So I'll click on the ruler and any text that has a tab before it will jump to that location. So this text right here is centered. Now if you're working on your own document, you have to actually type in these tabs for this to work. Now notice that before we had default tabs of every half inch, but as soon as I add my own tab to the ruler, all of those go away, and so hitting Tab will just jump straight to the 2.5 inch mark. Let's line up our text on the right-hand side. So I'll go back over to our tab box and click it one more time to get a right tab, and I'll come over and click on the 4.5 inch mark.
That was too close. If you have a tab that's not in the right location, you can put your cursor very carefully over it. Make sure it's the very tip of your arrow and click-and-hold. You'll know you got it right when you get a vertical line going down your screen and I'll pick this up and drag it over to the 5.5 inch mark. Now that looks good, but it looks like this center area could stand to move over, so I'll go ahead again, point very carefully at the tab and drag it over a bit. There, that's better. This is a bit opportunity to usr the bar tab, so I'll click two more times on the tab toggle and get the bar tab.

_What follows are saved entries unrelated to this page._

PR #2934, opened 2020-12-27
Modify output from M20 to include full filename rather than 8.3 format

drbobbob:
This changes the output from the M20 list command to include the full file names rather than an 8.3 formatted name.  This makes the files show up much nicer in octoprint.

If this is taken with #2731 then octoprint is much nicer when dealing with files on the SD card.

PR #2991, opened 2021-01-24
Modify output from M20 to include full filename rather than 8.3 (memory usage unchages

drbobbob:
Alternative to #2934 which does not increase memory usage.  This will only send the full filename, the path will still be in the 8.3 format.  This will not modify the stack usage as compared to master.  This is just using a variable that is already populated when sending the serial message

### DIFF
--- a/Firmware/cardreader.cpp
+++ b/Firmware/cardreader.cpp
@@ -117,7 +117,7 @@ void CardReader::lsDive(const char *prepend, SdFile parent, const char * const m
 					case LS_SerialPrint:
 						createFilename(filename, p);
 						SERIAL_PROTOCOL(prepend);
-						SERIAL_PROTOCOL(filename);
+						SERIAL_PROTOCOL(longFilename[0] == '\0' ? filename: longFilename);
 						MYSERIAL.write(' ');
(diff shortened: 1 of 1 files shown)


leptun:
Can you start a print from octoprint when you do this? I think you can’t since M23 accepts only SFN on our firmware

leptun:
Yes. I can confirm this. You can't start a print with this if the filename is a LFN:
```
Send: M23 /oldgco~1/3d_printer_test_mini.gcode
Recv: echo:Now fresh file: /oldgco~1/3d_printer_test_mini.gcode
Recv: oldgco~1R
Recv: open failed, File: oldgco~1R.
Recv: open failed, File: /oldgco~1/3d_printer_test_mini.gcode.
Recv: ok
```

drbobbob:
Well darn.  I was going to test octoprint this weekend, but hadn't gotten to it.  I generally start my prints from the LCD and not through octoprint.  I just use octoprint to monitor the status and get an estimate when the print will be done.

Since this breaks the ability to start a print via octoprint then I supposed that this should be closed.

DRracer:
@drbobbob ok, closing upon your request

PR #3000, opened 2021-01-28
 Optimization: Extract common call to plan_buffer_line_*XYZE with st_synchronize

DRracer:
Didn't bring any significant code size reduction, the impact on performance may not outweigh the code changes.
Just ~220B down...


DRracer:
closing after internal discussion due to impact on performance

PR #3003, opened 2021-01-29
Fix/improve lcd_implementation_drawmenu_sdfile_selected

wavexx:
Fix a warning in ``lcd_implementation_drawmenu_sdfile_selected`` casting ``filename`` to non-const:

```
sketch/ultralcd.cpp: In function 'void lcd_implementation_drawmenu_sdfile_selected(uint8_t, const char*, char*)':
sketch/ultralcd.cpp:348:22: warning: invalid conversion from 'const char*' to 'char*' [-fpermissive]
         longFilename = filename;
```

Modify lcd_implementation_drawmenu_* functions to never modify input parameters. Truncation in these functions was never needed.

Partially rewrite ``lcd_implementation_drawmenu_sdfile_selected`` to be more efficient, and also avoid scrolling one character past the end of the long filename. The rewrite doesn't require modifying the input parameter as a result, fixing the warning as well.

### DIFF
--- a/Firmware/ultralcd.cpp
+++ b/Firmware/ultralcd.cpp
@@ -332,59 +332,58 @@ bool bSettings;                                   // flag (i.e. 'fake parameter'
 const char STR_SEPARATOR[] PROGMEM = "------------";
 
 
-static void lcd_implementation_drawmenu_sdfile_selected(uint8_t row, const char* filename, char* longFilename)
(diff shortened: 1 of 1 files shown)


wavexx:
Note that this conflicts with #2405

wavexx:
Closing in favor of #2405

I want to put a vertical line right in the middle here so that looks like about the 1.5 inch mark. So I'll go ahead and click on it and the bar tab gives me a vertical line, and I'll go ahead and do the same thing right at about three and three quarters. Now that looks a little funny when I have my paragraph marks on, but as soon as I turn them off, that looks great. I'll turn them back on again. Let's talk about tab leaders. Tab leaders are the dot, dot, dot, dot marks that you see in between, for example, content and page numbers in a table of contents or phone list.
You should never type these yourself using periods or underlines. The leaders themselves adjust automatically with the length of your content. So let's put leaders between our sections here. I still have all my content highlighted. And then I can double-click on any one of the tabs and the dialog box that we saw earlier opens up. This is showing me that I have a Bar Tab at the 1.5 inch mark, a Center Tab at the 2.75 inch mark, and that's one that I want to add a leader on.

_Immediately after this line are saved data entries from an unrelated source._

PR #3005, opened 2021-01-29
Allow all microstep resolutions for all axes

wavexx:
The current FW limits the microstep resolution depending on the motor.
XYZ are limited to 32 usteps, while E requires 8 or higher. This is sensible, but prevents debugging or custom configurations.

This PR simplifies the check in order to require a valid µstep resolution without imposing any restriction on the resolution.
Some combinations might not be that useful or work properly, but I believe it's up to the user to decide.

### DIFF
--- a/Firmware/Marlin_main.cpp
+++ b/Firmware/Marlin_main.cpp
@@ -8530,7 +8530,13 @@ Sigma_Exit:
 			if(code_seen(axis_codes[i]))
 			{
 				uint16_t res_new = code_value();
+#ifdef ALLOW_ALL_MRES
 				bool res_valid = res_new > 0 && res_new <= 256 && !(res_new & (res_new - 1)); // must be a power of two
+#else
+				bool res_valid = (res_new == 8) || (res_new == 16) || (res_new == 32); // resolutions valid for all axis
+				res_valid |= (i != E_AXIS) && ((res_new == 1) || (res_new == 2) || (res_new == 4)); // resolutions valid for X Y Z only
+				res_valid |= (i == E_AXIS) && ((res_new == 64) || (res_new == 128)); // resolutions valid for E only
+#endif
 				if (res_valid)
 				{
 					st_synchronize();
--- a/Firmware/Marlin_main.cpp
+++ b/Firmware/Marlin_main.cpp
@@ -8530,9 +8530,7 @@ Sigma_Exit:
 			if(code_seen(axis_codes[i]))
 			{
 				uint16_t res_new = code_value();
-				bool res_valid = (res_new == 8) || (res_new == 16) || (res_new == 32); // resolutions valid for all axis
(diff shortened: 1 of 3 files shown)


DRracer:
_... it's up to the user to decide._ ... that's a fair point, however our FW should be safe for general usage/users in the first place. Allowing too many degrees of freedom will make the maintainability of the FW harder, especially in terms of testing.

We are still thinking about merging this, however some discussion of potential impact on user experience and the printers themselves shall be done first.

bubmann:
> 
> 
> _... it's up to the user to decide._ ... that's a fair point, however our FW should be safe for general usage/users in the first place. Allowing too many degrees of freedom will make the maintainability of the FW harder, especially in terms of testing.
> 
> We are still thinking about merging this, however some discussion of potential impact on user experience and the printers themselves shall be done first.

maybe an "advanced/expert" menu can be fitted into the eeprom? just like in the slicer

leptun (approved):

Firmware/Marlin_main.cpp
```diff
@@ -8530,9 +8530,7 @@ SERIAL_PROTOCOLPGM("\n\n");
 			if(code_seen(axis_codes[i]))
 			{
 				uint16_t res_new = code_value();
-				bool res_valid = (res_new == 8) || (res_new == 16) || (res_new == 32); // resolutions valid for all axis
-				res_valid |= (i != E_AXIS) && ((res_new == 1) || (res_new == 2) || (res_new == 4)); // resolutions valid for X Y Z only
-				res_valid |= (i == E_AXIS) && ((res_new == 64) || (res_new == 128)); // resolutions valid for E only
+				bool res_valid = res_new > 0 && res_new <= 256 && !(res_new & (res_new - 1)); // must be a power of two
```
DRracer, line 8534: nice trick :+1: 
`!(res_new & (res_new - 1)); // must be a power of two`

DRracer (changes requested):
Please add some #define to enable additional ustep resolutions.
`#ifdef ALLOW_ALL_MRES` or something similar
Experienced users can then enable such a mode + recompile the FW while others stay on the safe side with the previous explicit list of supported mres.

DRracer:
> maybe an "advanced/expert" menu can be fitted into the eeprom? just like in the slicer

@bubmann I'm afraid adding a menu item + related infrastructure to enable runtime switching between the safe/advanced mres check is just way too heavy for our limited CPU space. It can be done, but we'd like to devote the remaining few KB of memory to more important features.

leptun:
Wow.
```
Sketch uses 229716 bytes (90%) of program storage space. Maximum is 253952 bytes.
Global variables use 6436 bytes of dynamic memory.
```
The ram usage has gone down significantly with the optimizations PRs. (756B of ram saved overall). Keep in mind that the base of this branch is from many releases ago. But still, the efficiency was grearly improved in the meantime.

leptun (approved):
Requested changes have been done. Approving again

DRracer (approved):
:+1:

So I'll come down here to the Leaders and I'll click on Leader number 2 with the dot, dot, dot and I'll click Set. And then I'll do the same thing to my tab at the 5.5 inch mark. So I'll click on it here, click on the dot, dot, dot and then Set and then I'll click OK. Turn off my paragraph marks. So now I have these wonderful dot, dot, dot leaders, but it doesn't look great with the Bar Tab. If I want to get rid of a tab, all I have to do is point to it very carefully on the Ribbon and pull straight down and let go and it disappears.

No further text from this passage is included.